The Flood



Yesterday, I drove my soon-to-be fifteen-year-old son to John Knox Ranch in the Hill Country of Texas, where he'll be for the next two weeks doing leader training.  

He has been going to John Knox Ranch since he was in the third grade, at the age of nine.  

As we drove, we talked about his excitement at being back at camp, and what he hoped to get out of it, and we also talked about the recent floods that have claimed over 80 lives so far, including so many eight and nine year-old girls from a summer camp, not far from where we were driving.  

I could tell that he was holding those two things in tension — the joy he felt at being somewhere he loved, and also the sadness over the tragedies he'd been reading about on social media.  

At one point, he said to me, "Imagine being a counselor for all those little kids, and having to take care of them, and then losing some of them."  As he said this, I could tell he'd been thinking deeply about this, as he was about to be trained to be one of those counselors one day. 

I am glad that he feels things deeply, both joy and sorrow.  I'm also glad that he will be in a place where he will be nurtured by loving people who dedicate their lives to helping kids realize their true potential and discovering God's purposes for their lives.  

But as I drove home, I could not help but think about the scores of parents who had dropped their own kids off at camp earlier this summer, and who never saw them alive again.  

And then my mind turned to the many others who were washed away in the flood, entire families gone in an instant, and so many still missing.  
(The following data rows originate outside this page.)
PR #603, opened 2015-12-02
DONT MERGE Rhd 890 test fix

RubyGemTSL:


RubyGemTSL:
@adelasofia @paulrobinson @ollyjshaw  - I have emailed with information on what Adela needs to do in order to get this passing.

ollyjshaw:
We don't need this any more @adelasofia has the change. cc @RubyGemTSL @paulrobinson

PR #610, opened 2015-12-03
First attempt at using Status API for blinkr

LightGuard:
I didn't have a good way to push information back up into the wrap
method, so I did some c&p :(

### DIFF
--- a/Rakefile
+++ b/Rakefile
@@ -364,23 +364,41 @@ end
 
 desc 'Run blinkr'
 task :blinkr, [:new, :pr_prefix, :build_prefix, :pull, :build, :verbose] do |task, args|
-  $staging_config ||= config 'staging'
-  base_path = "#{args[:pr_prefix]}/#{args[:pull]}"
-  base_url = "#{args[:new]}/#{base_path}/#{args[:build_prefix]}/#{args[:build]}/"
-  report_base_path = "#{base_path}/blinkr"
-  report_path = "#{report_base_path}/#{args[:build]}"
-  verbose_switch = args[:verbose] == 'verbose' ? '-v' : ''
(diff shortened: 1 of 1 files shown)


LightGuard:
Awesome! Looks like things are working well as you can see in the checks below :) Blinkr will now link to the job while it is building and when it is finished the `Details` link will go to the actual report.

paulrobinson:
Great!

@ollyjshaw can you do a code review please?

ollyjshaw:
It looks to be doing the job. It's prpbably better to use the existing pattern we have (my email was late sorry, but you should have it now). All the blinkr stuff looks great, I'd just reccomend wrapping the rake task as per here (https://github.com/redhat-developer/developers.redhat.com/blob/master/_cucumber/cucumber.rake#L39)

LightGuard:
@ollyjshaw I looked at that, and have since re-looked at it, but there isn't any way to change the target_url using the `wrap_with_progress` method after the task has run. There also isn't a way to get the result of a task execution once you invoke it, so there isn't any way to send things back up the invocation chain without using class variables in the Rake tasks, which imo isn't good practice for what we want to do here.

What I'd like to be done is to have the Detail link in the checks show the jenkins build url until the blinkr report is uploaded. At that point the check should be a success and the url should change to the new report url. I don't see the need to go through multiple clicks to get to the blinkr report, this would be a step backwards from what is currently done with the comments.

We'd need to really adjust how `wrap_with_progress` works (if it's even possible to do what I'd like to do here) to accomplish the same operations here.

ollyjshaw:
@LightGuard 

That sounds fair enough. It does need some work. I'll take these comments on board for next time.

PR #618, opened 2015-12-10
RHD-1250 Email confirmation from staging redirects to production

paulrobinson:
This is how we specify which URL to redirect to after email confirmation.


paulrobinson:
@ollyjshaw can you review?

paulrobinson:
This is failing as the PR job doesn't seem to cope with PRs on non-master branches (as we suspected).

ollyjshaw:
:+1:

PR #627, opened 2015-12-11
Using docker compose to run acceptance tests

ollyjshaw:


_cucumber/features/support/env.rb
```diff
@@ -20,7 +20,7 @@
 Capybara.configure do |config|
 
   if ENV['HOST_TO_TEST'] == ''
-    host_to_test = "http://docker:#{ENV['AWESTRUCT_HOST_PORT']}"
+    host_to_test = "http://developers.redhat.com"
```
paulrobinson: Did you mean to hard-code this URL in here?

paulrobinson:
@LightGuard can you review please? In particular, take a look at the changes to '_docker/drupal/Dockerfile'. Olly was having problems building the Drupal image.

Rakefile
```diff
@@ -408,10 +415,17 @@ def run_awestruct(args)
 
   if ENV['site_base_path']
     base_url = ENV['site_base_path']
-    base_url = "#{base_url}/#{ENV['site_path_suffix']}" if ENV['site_path_suffix']
+
+    if ENV['site_path_suffix'].to_s != ''
```
LightGuard: Could change this to a `chop.empty?`

Rakefile
```diff
@@ -408,10 +415,17 @@ def run_awestruct(args)
...
+      base_url = "#{base_url}/#{ENV['site_path_suffix']}"
+    end
   end
+
   args ||= "" # Make sure that args is initialized
-  args << " --url " + base_url if base_url
+
+  if base_url.to_s != ''
```
LightGuard: Same here

LightGuard:
It'll be fine, when I get my drupal stuff pushed I'll fix the drupal docker container.

Rakefile
ollyjshaw: The idea here is to protect against nils and empty strings. 

```ruby
ENV['NOT_THERE'].chop
```

Will give an ```NoMethodError: undefined method `chop' for nil:NilClass``` if that environment variable is nil.

To make sure it does't blow up we convert to string as, 
```ruby
nil.to_s
```
returns ```""```

I do think using ```empty?``` makes the intent more clear, so I'll make that change now thanks.

_cucumber/features/support/env.rb
ollyjshaw: Yes, if running through the control script then a host is normally set. If not we could baulk, or use the live site. What do you think?

ollyjshaw:
@paulrobinson let's try again

PR #629, opened 2015-12-14
RHD-1258 /register allways redirects to production

paulrobinson:


register.html.slim
```diff
@@ -8,7 +8,7 @@ head
       clientId: 'web'
     });
 
-    var redirectUri = 'http://developers.redhat.com/confirmation';
+    var redirectUri = app.ssoConfig.confirmation;
```
paulrobinson: @wesbos Any ideas on how I get the variables into this page? Currently I'm seeing 'Uncaught ReferenceError: app is not defined' when visiting this page.

I need to ensure the right KeyCloak server is used in staging.

I also need to paramaterise line 6 above (url: "https://developers.redhat.com/auth",)

wesbos: Are you loading all of our JS on that page?

wesbos: I see - let me fork this and see if we can just pull in those bits.

wesbos: pull this into yours https://github.com/redhat-developer/developers.redhat.com/pull/639

paulrobinson: I now get 'Uncaught ReferenceError: app is not defined'. Any ideas?

paulrobinson:
@wesbos can you take a look at why this is failing? See my comments above.

register.html.slim
wesbos: @paulrobinson You are getting this on staging?

wesbos:
@paulrobinson Can you cherry pick this into yours:

https://github.com/redhat-developer/developers.redhat.com/commit/34767ae777fdb9230ff10dad0bdbd6e114c20a81

paulrobinson:
Thanks. I wonder why I didn't do it that way the first time? Hopefully there's not something we are missing. I'll take a look.

ollyjshaw:
Needs a rebase

paulrobinson:
Replaced by https://github.com/redhat-developer/developers.redhat.com/pull/664

PR #636, opened 2015-12-15
RHD-278 Display Developer Blog posts on Product pages

paulrobinson:


paulrobinson:
retest this please

paulrobinson:
retest this please

javascripts/buzz.js
```diff
@@ -116,7 +116,11 @@ app.buzz = {
             }
             d.updatedDate = jQuery.timeago(new Date(d.sys_created));
             d.sys_description = d.sys_description[0].substr(0,197) + '...';
-            d.permanentLink = "//planet.jboss.org/post/" + d.sys_content_id;
+            if (d.sys_url_view.startsWith('http://developerblog.redhat.com')) {
```
paulrobinson: @wesbos any ideas why this fails? I'm trying to use: https://github.com/redhat-developer/developers.redhat.com/blob/master/javascripts/extensions.js#L18, but I get the error: 'Uncaught TypeError: d.sys_url_view.startsWith is not a function'

wesbos: `sys_url_view` is an array, not a string:



Change it to: `if(d.sys_url_view[0].startsWith(...)`

PR #640, opened 2015-12-16
Removed Google Experiments RHD-1277

wesbos:


paulrobinson:
This needs removing too: https://github.com/redhat-developer/developers.redhat.com/blob/master/_config/site.yml#L23

wesbos:
Done

PR #332, opened 2015-07-29
use REST API with download manager RHD-64

wesbos:
This is almost done - a few things that need to happen

1. The descriptions of the downloads need to be updated in the admin - @Dantheman720  can you help us out here?
2. Logic for when no downloads are available needs to be added - it's there but what to show needs to be added.

PR #657, opened 2015-12-23
[READY FOR REVIEW] Login/Register Rhd 970

RubyGemTSL:


RubyGemTSL:
retest this please?

RubyGemTSL:
retest this please?

RubyGemTSL:
retest this please?

ollyjshaw:
retest this please

RubyGemTSL:
retest this please?

_config/site.yml
```diff
@@ -56,6 +56,8 @@ profiles:
     dcp_base_protocol_relative_url: //dcpbeta-searchisko.rhcloud.com/
     dcp2_base_url: http://dcp2-searchisko.rhcloud.com/
     dcp2_base_protocol_relative_url: //dcp2-searchisko.rhcloud.com/
+    keycloak_account_url: https://it-developers.stage.redhat.com/auth/realms/rhd/account/
+    keycloak_auth_url: https://it-developers.stage.redhat.com/auth/
```
paulrobinson: You will also need to use the staging download manager, as they keycloak and DL-man need to talk to each other.

paulrobinson: And that is blocked on the merging: https://github.com/redhat-developer/developers.redhat.com/pull/332, which will hopefully happen this week.

paulrobinson:
@ollyjshaw can you review please.

paulrobinson:
I've had a quick look. Only issue I found is the one I mentioned above.

_cucumber/lib/pages/forgot_password_page.rb
```diff
@@ -0,0 +1,23 @@
...
+  element :confirmation, '#kc-feedback-text'
+
+
+  def initialize(driver)
+    super
+    loaded?('Forgot Password | Red Hat Developers')
+    wait_for_reset_password_page && wait_for_reset_password_form
+  end
+
+  def enter_username_or_email(email)
```
ollyjshaw: I think the method name is misleading here.

ollyjshaw:
:+1: from me. Just one minor comment.

_config/site.yml
paulrobinson: You can update the config to use the staging dl-man for all non-production configs.

RubyGemTSL:
@ollyjshaw can you have a quick look over my changes, please? If you're OK with them this can be merged.

ollyjshaw:
:+1:

paulrobinson:
The downloads are still going to production dl-man. This is why: https://github.com/redhat-developer/developers.redhat.com/blob/master/javascripts/downloads.js#L3. You can fix that by paramaterizing the url like this: https://github.com/redhat-developer/developers.redhat.com/blob/master/register.html.slim#L11

ollyjshaw:
retest this please

RubyGemTSL:
@paulrobinson the change you suggested (as discussed this morning) breaks the latest download link. Instead of 'Download latest' you see a 'Fetching latest downloads' link.

javascripts/downloads.js
```diff
@@ -1,6 +1,6 @@
 app.downloads = {};
 
-app.downloads.url = 'https://developers.redhat.com/download-manager/rest/available/';
+app.downloads.url = '#{site.base_url}/download-manager/rest/available/';
```
paulrobinson: Try:

      app.downloads.url = app.baseUrl + '/download-manager/rest/available/';

RubyGemTSL:
retest this please

RubyGemTSL:
@paulrobinson your suggestion should fix this, but its still failing - maybe this is related to https://issues.jboss.org/browse/RHD-1372

Is download manager down in staging? For example if I try https://it-developers.stage.redhat.com/download-manager/rest/available/ I get nothing returned.

paulrobinson:
I see the problem:

      The requested URL /pr/657/build/377/download-manager/rest/available/fuse was not found on this server.

Sorry, I wasn't thinking straight. You need to pass in the URL of the download-manager, not the base URL of the site. If there is no variable available in JS, then you can add it to namespace.js, as that file is templated by Awestruct. I can explain this to you in more detail if this doesn't make sense.

RubyGemTSL:
retest this please

RubyGemTSL:
@paulrobinson so I need to revert back to the initial URL?

paulrobinson:
More specifically. 

Add a 'download_manager_base_url' variable underneath every occurrence of the 'download_manager_file_base_url' variable in site.yml. Set it to '//developers.redhat.com/' or '//it-developers.stage.redhat.com' depending on wether staging or production DL-man is used.

Add the following to namespace.js:

      /*
       Download Manager Base URL
       */
      app.downloadManagerBaseUrl = "#{site.download_manager_base_url}";

And then change the URL to use the app.downloadManagerBaseUrl variable.

_config/site.yml
```diff
@@ -106,6 +112,8 @@ profiles:
     dcp_base_url: http://<%= ENV['STAGE_SEARCHISKO_HOST'] %>:<%= ENV['STAGE_SEARCHISKO_PORT'] %>/
     dcp2_base_url: http://dcp2-searchisko.rhcloud.com/
     dcp2_base_protocol_relative_url: //dcp2-searchisko.rhcloud.com/
+    keycloak_account_url: https://it-developers.stage.redhat.com/auth/realms/rhd/account/
+    keycloak_auth_url: https://it-developers.stage.redhat.com/auth/
     metrics: false
```
paulrobinson: you need to overide the dl-man URLs in here.

RubyGemTSL:
@paulrobinson - All checks have passed!

PR #659, opened 2016-01-05
Rhd 1254 b

paulrobinson:


_layouts/base.html.slim
```diff
@@ -13,6 +13,11 @@
       - if site.dtm_code
         / Adobe DTM staging
         script src="#{site.dtm_code}"
+
+    - if site.adobe_target
+      = javascripts("adobe-target", true) do
+        script src="#{site.base_url}/javascripts/adobe-target.js"
+
```
paulrobinson: @wesbos: This is being added at the end of the body. Do you know how I can add it to the top of the head?

paulrobinson:
Not sure this is the right approach. Will re-open when I know what's happening.

PR #660, opened 2016-01-05
RHD-1024 - Update hero promos on Events page

Dantheman720:


paulrobinson:
I'm pretty confident that we don't want the node.js banner in here as the event has passed. Can ypu drop it from the PR. we can re-add if I'm wrong.

events.html.slim
```diff
@@ -15,12 +15,8 @@ description: Discover the events and webinars featuring talks about JBoss produc
         .swipe-wrap
           .slide
             a(href="https://www.youtube.com/playlist?list=PLnLQldO10NUMqPvW5loz6aLGL3GrqJEGq")
```
paulrobinson: This should link to http://www.devnation.org/

PR #672, opened 2016-01-12
use current keycloak by inlining js RHD-1347 

wesbos:
Okay - the reason we were linking to a static version of keycloak is because our build process doesn't serve up individual JS files - just a bundle of everything. 

The register page only needs keycloak.js so a simple solution to that is to just inline the JS at build time.


paulrobinson:
This isn't working for me: http://it-developers-pr.stage.redhat.com/pr/672/build/371/register/

Notice the error in the JS console.

wesbos:
Hrm - not working like it did locally. Will have a look.

wesbos:
@paulrobinson Works now

PR #1, opened 2018-05-07
Initial implementation

aknysh:
## what
* Terraform generic modules to provision common AWS resources
* A collection of reusable root modules for CloudPosse AWS accounts

## why
* To be reused across different CloudPosse AWS accounts (`prod`, `staging`, `dev`, `audit`)

### DIFF
--- a/aws/backing-services/aurora-postgres.tf
+++ b/aws/backing-services/aurora-postgres.tf
@@ -1,0 +1,77 @@
+# Don't use `admin`
+# ("MasterUsername admin cannot be used as it is a reserved word used by the engine")
+variable "POSTGRES_ADMIN_NAME" {
+  type        = "string"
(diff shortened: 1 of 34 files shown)


aws/backing-services/aurora-postgres.tf
```diff
@@ -0,0 +1,77 @@
...
+}
+
+variable "POSTGRES_DB_NAME" {
+  type        = "string"
+  description = "Postgres database name"
+}
+
+variable "POSTGRES_INSTANCE_TYPE" {
+  type        = "string"
+  default     = "db.r4.large"
```
sarkis: Should we default to something smaller here for the example? I worry people use this later and incur charges they didn't expect :) - if they forget to clean up. Maybe: db.t2.small or db.t2.medium?

PR #8, opened 2018-06-04
Remove dependencies on `terraform-aws-account-metadata`. Use Terraform vars.

aknysh:
## what
* Remove dependencies on `terraform-aws-account-metadata`
* Use Terraform vars instead (which could be be provided from `Dockerfile` or `chamber`)

## why
* Make`terraform-root-modules` a generic Terraform module that could be used for different projects (including third-party) and for Cloud Posse documentation
* `terraform-aws-account-metadata` is a private repo and contains secrets
* Eliminate cold-start cycles
* Fewer repos to maintain


osterman:
I think this is a good change.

One of my church members sorrowfully informed us yesterday that his only daughter and her stepchildren were swept away in one of the floods that occurred north of Austin.  Another told me her grandson lost a friend and a classmate.  

I have been holding space for grief, and also having some hard conversations with God about all of it, and I can feel the weight of it on me this morning.  

I've told my church many times before that God does not cause all things, but God is present in all things.  But even that seems a hard notion to hold on to in the wake of such incredible tragedy.  

As I write this, I can see blue sky peeking through the grey clouds.  The sun is shining through the leaves on the trees outside my window, flickering, momentary, but still there and filled with the promise that the darkness cannot overcome the light. 

Last night, we received an email from the camp director of John Knox Ranch, who informed us that they had received a good bit of rain after all the campers had been checked in. However, after the storm passed, they saw a double rainbow in the sky. 

In the book of Genesis, at the end of the story of the Great Flood, God tells Noah that the rainbow would be a sign of hope, a sign that destruction would not have the last word.  

When I read that email, a song by the band U2 drifted into my head, particularly the last stanza before the final chorus.  

"And see the bird with a leaf in her mouth.  After the flood, all the colors came out. It was a beautiful day..." 

May the God of hope surround us in our moments of doubt and grief.  May we realize anew how precious and brief our lives are.  

May we discover that when the clouds clear, and the flood waters subside, we are held in a promise that love is stronger even than death, and that all the colors that come out bear witness to this love.  

And may the grace and peace of our Lord Jesus Christ be with us all, now and forever. Amen.